OHLCVPredictor/README.md

120 lines
3.9 KiB
Markdown

# OHLCVPredictor
End-to-end pipeline for engineering OHLCV features, training an XGBoost regressor (GPU by default), and running inference via a small, reusable predictor API.
## Quickstart (uv)
Prereqs:
- Python 3.12+
- `uv` installed (see `https://docs.astral.sh/uv/`)
Install dependencies:
```powershell
uv sync
```
Run training (expects an input CSV; see Data Requirements):
```powershell
uv run python main.py
```
Run the inference demo:
```powershell
uv run python inference_example.py
```
## Data requirements
Your input DataFrame/CSV must include these columns:
- `Timestamp`, `Open`, `High`, `Low`, `Close`, `Volume`, `log_return`
Notes:
- `Timestamp` can be either a pandas datetime-like column or Unix seconds (int). During inference, the predictor will try to parse strings as datetimes; non-object dtypes are treated as Unix seconds.
- `log_return` should be computed as:
```python
df['log_return'] = np.log(df['Close'] / df['Close'].shift(1))
```
The training script (`main.py`) computes it automatically. For standalone inference, ensure it exists before calling the predictor.
- The training script filters out rows with `Volume == 0` and focuses on data newer than `2017-06-01` by default.
## Training workflow
The training entrypoint is `main.py`:
- Reads the CSV at `../data/btcusd_1-min_data.csv` by default.
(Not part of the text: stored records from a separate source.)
PR #52, opened 2017-09-05
Allow advanced jinja templating

rhpvorderman:
Swapped out the regex substitution for jinja2 templating.
This allows for more functional templating as shown in `tests/run_data_managers.yaml.sample`.
It is still compatible with the old format.
This is in the first two commits.

Since having more than 3 genomes already gives some intensive copy and paste clutter also a `genomes` variable is added. see `tests/run_data_managers.yaml.sample.advanced`.
This was added in the last two commits.

This will have merge conflicts with #51 , but I already fixed that in my own fork of ephemeris (in the `fixes` branch). So I can update as soon as #51 is merged.


bgruening:
Cool beans! Let's see if all tests are passing.

rhpvorderman:
#53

Adjust `csv_path` in `main.py` to point to your data, or move your CSV to that path.
- Engineers a large set of technical and OHLCV-derived features (see `feature_engineering.py` and `technical_indicator_functions.py`).
- Optionally performs walk-forward cross validation to compute averaged feature importances.
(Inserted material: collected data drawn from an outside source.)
PR #53, opened 2017-09-11
Advanced yaml templating and checking of already installed genomes.

rhpvorderman:
Combination of #51 and #52  with tests.


ephemeris/run_data_managers.py
```diff
@@ -40,6 +50,76 @@ def wait(gi, job):
...
+        if field[column_index] == entry:
+            return True
+    return False
+
+
+def get_name_from_inputs(input_dict):
+    '''Returns the value that will most likely be recorded in the "name" column of the datatable. Or returns None'''
+    possible_keys = ['name', 'sequence_name']  # In order of importance!
+    for key in possible_keys:
+        if bool(input_dict.get(key)):
```
bgruening: `if input_dict.get(key, False)`

bgruening: Or `if key in input_dict`

ephemeris/run_data_managers.py
```diff
@@ -40,6 +50,76 @@ def wait(gi, job):
...
+            return input_dict.get(key)
+    return None
+
+
+def get_value_from_inputs(input_dict):
+    '''Returns the value that will most likely be recorded in the "value" column of the datatable. Or returns None'''
+    possible_keys = ['value', 'sequence_id', 'dbkey']  # In order of importance!
+    for key in possible_keys:
+        if bool(input_dict.get(key)):
```
bgruening: if key in input_dict

ephemeris/run_data_managers.py
```diff
@@ -40,6 +50,76 @@ def wait(gi, job):
...
+    return False
+
+
+def get_name_from_inputs(input_dict):
+    '''Returns the value that will most likely be recorded in the "name" column of the datatable. Or returns None'''
+    possible_keys = ['name', 'sequence_name']  # In order of importance!
+    for key in possible_keys:
+        if bool(input_dict.get(key)):
+            return input_dict.get(key)
+    return None
```
bgruening: return False?

ephemeris/run_data_managers.py
```diff
@@ -40,6 +50,76 @@ def wait(gi, job):
...
+
+
+def get_value_from_inputs(input_dict):
+    '''Returns the value that will most likely be recorded in the "value" column of the datatable. Or returns None'''
+    possible_keys = ['value', 'sequence_id', 'dbkey']  # In order of importance!
+    for key in possible_keys:
+        if bool(input_dict.get(key)):
+            return input_dict.get(key)
+    return None
```
bgruening: return False

ephemeris/run_data_managers.py
```diff
@@ -40,6 +50,76 @@ def wait(gi, job):
...
+
+
+def input_entries_exist_in_data_tables(tool_data_client, data_tables, input_dict):
+    '''Checks whether name and value entries from the input are already present in the data tables.
+    If an entry is missing in of the tables, this function returns False'''
+    value_entry = get_value_from_inputs(input_dict)
+    name_entry = get_name_from_inputs(input_dict)
+
+    # Return False if name and value entries are both none
+    if not bool(value_entry) and not bool(name_entry):
```
bgruening: remove bool()

ephemeris/run_data_managers.py
```diff
@@ -40,6 +50,76 @@ def wait(gi, job):
...
+        return False
+
+    # Check every data table for existance of name and value
+    # Return False as soon as entry is not present
+    for data_table in data_tables:
+        if bool(value_entry):
```
bgruening: remove bool

ephemeris/run_data_managers.py
```diff
@@ -40,6 +50,76 @@ def wait(gi, job):
...
+    # If all checks are passed the entries are present in the database tables.
+    return True
+
+
+def parse_items(items, genomes):
+    if bool(genomes):
+        items_template = Template(json.dumps(items))
+        rendered_items = items_template.render(genomes=json.dumps(genomes))
+        # Remove trailing " if present
+        if rendered_items.startswith('"') and rendered_items.endswith('"'):
```
bgruening: strip('"')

- Prunes low-importance and redundant features, trains XGBoost (GPU by default), and saves artifacts.
- Produces charts with Plotly into `charts/`.
Outputs produced by training:
- Model: `../data/xgboost_model_all_features.json`
- Results CSV: `../data/cumulative_feature_results.csv`
- Charts: files under `charts/` (e.g., `all_features_prediction_error_distribution.html`)
Run:
```powershell
uv run python main.py
```
If you do not have a CUDA-capable GPU, set the device to CPU (see GPU/CPU section).
## Inference usage
You can reuse the predictor in other projects or run the included example.
Minimal example:
```python
from predictor import OHLCVPredictor
import numpy as np
predictor = OHLCVPredictor('../data/xgboost_model_all_features.json')
# df must contain: Timestamp, Open, High, Low, Close, Volume, log_return
log_returns = predictor.predict(df)
prices_pred, prices_actual = predictor.predict_prices(df)
```
Run the comprehensive demo:
```powershell
uv run python inference_example.py
```
Files needed to embed the predictor in another project:
- `predictor.py`
- `custom_xgboost.py`
- `feature_engineering.py`
- `technical_indicator_functions.py`
- your trained model file (e.g., `xgboost_model_all_features.json`)
## GPU/CPU notes
Training uses XGBoost with `device='cuda'` by default (see `custom_xgboost.py`). If you do not have a CUDA-capable GPU or drivers:
- Change the parameter in `CustomXGBoostGPU.train()` from `device='cuda'` to `device='cpu'`, or
- Pass `device='cpu'` when calling `train()` wherever applicable.
Inference works on CPU even if the model was trained on GPU.
## Dependencies
The project is managed via `pyproject.toml` and `uv`. Key runtime deps include:
- `xgboost`, `pandas`, `numpy`, `scikit-learn`, `ta`, `numba`
- `dash`/Plotly for charts (Plotly is used by `plot_results.py`)
Install using:
```powershell
uv sync
```
## Troubleshooting
- KeyError: `'log_return'` during inference: ensure your input DataFrame includes `log_return` as described above.
- Model file not found: confirm the path passed to `OHLCVPredictor(...)` matches where training saved it (default `../data/xgboost_model_all_features.json`).
- Empty/old charts: delete the `charts/` folder and rerun training.
- Memory issues: consider downcasting or using smaller windows; the code already downcasts numerics where possible.